Whenever the word "required" shows up in a line of the data, copy that line.

Extracted data entries:
==*==
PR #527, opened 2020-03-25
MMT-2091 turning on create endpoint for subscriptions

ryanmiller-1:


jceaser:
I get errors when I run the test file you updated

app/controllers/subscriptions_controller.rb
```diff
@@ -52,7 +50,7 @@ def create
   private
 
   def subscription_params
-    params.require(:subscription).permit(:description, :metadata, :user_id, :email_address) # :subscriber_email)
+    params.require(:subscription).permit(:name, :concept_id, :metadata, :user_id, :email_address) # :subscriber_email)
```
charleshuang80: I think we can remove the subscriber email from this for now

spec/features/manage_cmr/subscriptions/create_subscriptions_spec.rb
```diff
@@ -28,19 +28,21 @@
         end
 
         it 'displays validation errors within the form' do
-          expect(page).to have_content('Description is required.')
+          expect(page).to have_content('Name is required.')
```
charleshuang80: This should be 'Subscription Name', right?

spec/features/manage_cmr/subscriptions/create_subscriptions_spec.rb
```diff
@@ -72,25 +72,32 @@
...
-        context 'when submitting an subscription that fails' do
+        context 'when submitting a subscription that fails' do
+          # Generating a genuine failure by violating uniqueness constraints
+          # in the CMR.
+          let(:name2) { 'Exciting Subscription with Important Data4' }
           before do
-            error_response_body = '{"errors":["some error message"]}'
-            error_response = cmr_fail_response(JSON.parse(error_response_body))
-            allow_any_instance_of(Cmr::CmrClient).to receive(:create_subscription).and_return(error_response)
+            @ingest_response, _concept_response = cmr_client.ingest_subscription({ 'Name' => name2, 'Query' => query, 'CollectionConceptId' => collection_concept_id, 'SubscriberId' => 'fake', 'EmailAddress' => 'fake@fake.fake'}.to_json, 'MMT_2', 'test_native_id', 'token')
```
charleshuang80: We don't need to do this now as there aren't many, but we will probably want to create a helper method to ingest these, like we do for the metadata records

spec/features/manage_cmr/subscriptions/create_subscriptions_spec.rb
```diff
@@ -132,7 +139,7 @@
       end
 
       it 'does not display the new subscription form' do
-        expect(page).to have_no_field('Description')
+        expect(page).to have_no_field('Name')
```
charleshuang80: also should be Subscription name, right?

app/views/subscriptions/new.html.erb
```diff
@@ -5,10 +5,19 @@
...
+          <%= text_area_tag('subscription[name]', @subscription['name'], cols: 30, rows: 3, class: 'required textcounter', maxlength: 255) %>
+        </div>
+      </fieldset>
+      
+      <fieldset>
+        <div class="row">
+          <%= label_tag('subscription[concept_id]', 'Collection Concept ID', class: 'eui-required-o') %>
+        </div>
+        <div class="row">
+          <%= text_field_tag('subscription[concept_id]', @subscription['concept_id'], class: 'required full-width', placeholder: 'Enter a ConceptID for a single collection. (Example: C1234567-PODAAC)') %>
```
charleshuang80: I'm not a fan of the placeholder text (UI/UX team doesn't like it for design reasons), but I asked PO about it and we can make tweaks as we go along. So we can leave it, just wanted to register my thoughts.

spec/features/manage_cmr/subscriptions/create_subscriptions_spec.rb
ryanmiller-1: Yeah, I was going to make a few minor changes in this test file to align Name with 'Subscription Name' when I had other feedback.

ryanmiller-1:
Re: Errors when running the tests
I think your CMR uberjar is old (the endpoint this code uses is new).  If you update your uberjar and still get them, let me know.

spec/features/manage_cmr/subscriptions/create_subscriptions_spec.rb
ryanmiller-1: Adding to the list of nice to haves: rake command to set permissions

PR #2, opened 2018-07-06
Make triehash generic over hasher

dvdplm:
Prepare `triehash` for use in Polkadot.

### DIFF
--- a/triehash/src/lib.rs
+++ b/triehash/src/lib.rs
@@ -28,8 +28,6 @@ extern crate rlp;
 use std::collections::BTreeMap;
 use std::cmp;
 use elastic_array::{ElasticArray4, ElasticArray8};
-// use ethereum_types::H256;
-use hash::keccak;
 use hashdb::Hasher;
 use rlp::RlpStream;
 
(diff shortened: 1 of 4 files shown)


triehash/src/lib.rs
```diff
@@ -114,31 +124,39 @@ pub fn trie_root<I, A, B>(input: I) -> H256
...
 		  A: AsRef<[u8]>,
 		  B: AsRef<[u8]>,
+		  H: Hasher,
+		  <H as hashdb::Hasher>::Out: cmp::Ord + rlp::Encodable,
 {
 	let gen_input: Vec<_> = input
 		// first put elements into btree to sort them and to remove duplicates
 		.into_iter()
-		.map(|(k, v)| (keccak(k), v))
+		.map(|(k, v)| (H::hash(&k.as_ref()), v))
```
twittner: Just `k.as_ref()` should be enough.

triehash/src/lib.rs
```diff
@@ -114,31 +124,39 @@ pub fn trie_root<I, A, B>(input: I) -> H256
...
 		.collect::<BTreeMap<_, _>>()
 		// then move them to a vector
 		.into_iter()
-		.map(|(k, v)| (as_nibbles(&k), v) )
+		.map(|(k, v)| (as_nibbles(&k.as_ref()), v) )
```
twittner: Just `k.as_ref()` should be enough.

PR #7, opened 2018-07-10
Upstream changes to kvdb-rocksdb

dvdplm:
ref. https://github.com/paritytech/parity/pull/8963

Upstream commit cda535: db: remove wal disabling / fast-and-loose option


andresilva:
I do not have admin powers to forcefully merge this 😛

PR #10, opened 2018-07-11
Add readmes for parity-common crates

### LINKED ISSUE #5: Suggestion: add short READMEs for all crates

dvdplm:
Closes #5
==*==
| Task solution |
-          expect(page).to have_content('Description is required.')
+          expect(page).to have_content('Name is required.')
+          <%= text_area_tag('subscription[name]', @subscription['name'], cols: 30, rows: 3, class: 'required textcounter', maxlength: 255) %>
+          <%= label_tag('subscription[concept_id]', 'Collection Concept ID', class: 'eui-required-o') %>
+          <%= text_field_tag('subscription[concept_id]', @subscription['concept_id'], class: 'required full-width', placeholder: 'Enter a ConceptID for a single collection. (Example: C1234567-PODAAC)') %>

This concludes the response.